Reproduce the listing that follows with no differences at all.

Data for this exercise section start

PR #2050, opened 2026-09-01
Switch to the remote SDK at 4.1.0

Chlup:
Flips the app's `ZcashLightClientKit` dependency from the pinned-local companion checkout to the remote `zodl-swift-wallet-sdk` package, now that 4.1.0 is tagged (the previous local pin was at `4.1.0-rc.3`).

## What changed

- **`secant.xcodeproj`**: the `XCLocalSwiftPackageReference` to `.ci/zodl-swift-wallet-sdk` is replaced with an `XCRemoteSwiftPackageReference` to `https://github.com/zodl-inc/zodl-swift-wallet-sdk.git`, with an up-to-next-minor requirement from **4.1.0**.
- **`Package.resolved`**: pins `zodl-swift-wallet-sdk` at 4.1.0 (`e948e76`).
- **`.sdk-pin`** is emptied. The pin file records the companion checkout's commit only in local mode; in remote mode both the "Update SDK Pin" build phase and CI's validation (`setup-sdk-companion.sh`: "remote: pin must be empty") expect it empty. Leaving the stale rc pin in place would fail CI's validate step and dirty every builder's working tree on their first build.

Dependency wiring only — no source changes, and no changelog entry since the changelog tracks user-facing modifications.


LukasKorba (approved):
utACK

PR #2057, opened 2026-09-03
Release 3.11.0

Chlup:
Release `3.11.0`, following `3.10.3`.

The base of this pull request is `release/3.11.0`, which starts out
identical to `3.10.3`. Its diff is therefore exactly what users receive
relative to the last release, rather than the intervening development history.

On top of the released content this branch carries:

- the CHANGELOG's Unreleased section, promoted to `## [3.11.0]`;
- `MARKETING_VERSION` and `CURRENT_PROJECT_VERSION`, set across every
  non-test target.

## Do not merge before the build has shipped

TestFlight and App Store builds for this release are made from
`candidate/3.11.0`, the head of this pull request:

Data for this exercise section end

Answer for the task:
PR #2050, opened 2026-09-01
Switch to the remote SDK at 4.1.0

Chlup:
Flips the app's `ZcashLightClientKit` dependency from the pinned-local companion checkout to the remote `zodl-swift-wallet-sdk` package, now that 4.1.0 is tagged (the previous local pin was at `4.1.0-rc.3`).

## What changed

- **`secant.xcodeproj`**: the `XCLocalSwiftPackageReference` to `.ci/zodl-swift-wallet-sdk` is replaced with an `XCRemoteSwiftPackageReference` to `https://github.com/zodl-inc/zodl-swift-wallet-sdk.git`, with an up-to-next-minor requirement from **4.1.0**.
- **`Package.resolved`**: pins `zodl-swift-wallet-sdk` at 4.1.0 (`e948e76`).
- **`.sdk-pin`** is emptied. The pin file records the companion checkout's commit only in local mode; in remote mode both the "Update SDK Pin" build phase and CI's validation (`setup-sdk-companion.sh`: "remote: pin must be empty") expect it empty. Leaving the stale rc pin in place would fail CI's validate step and dirty every builder's working tree on their first build.

Dependency wiring only — no source changes, and no changelog entry since the changelog tracks user-facing modifications.


LukasKorba (approved):
utACK

PR #2057, opened 2026-09-03
Release 3.11.0

Chlup:
Release `3.11.0`, following `3.10.3`.

The base of this pull request is `release/3.11.0`, which starts out
identical to `3.10.3`. Its diff is therefore exactly what users receive
relative to the last release, rather than the intervening development history.

On top of the released content this branch carries:

- the CHANGELOG's Unreleased section, promoted to `## [3.11.0]`;
- `MARKETING_VERSION` and `CURRENT_PROJECT_VERSION`, set across every
  non-test target.

## Do not merge before the build has shipped

TestFlight and App Store builds for this release are made from
`candidate/3.11.0`, the head of this pull request:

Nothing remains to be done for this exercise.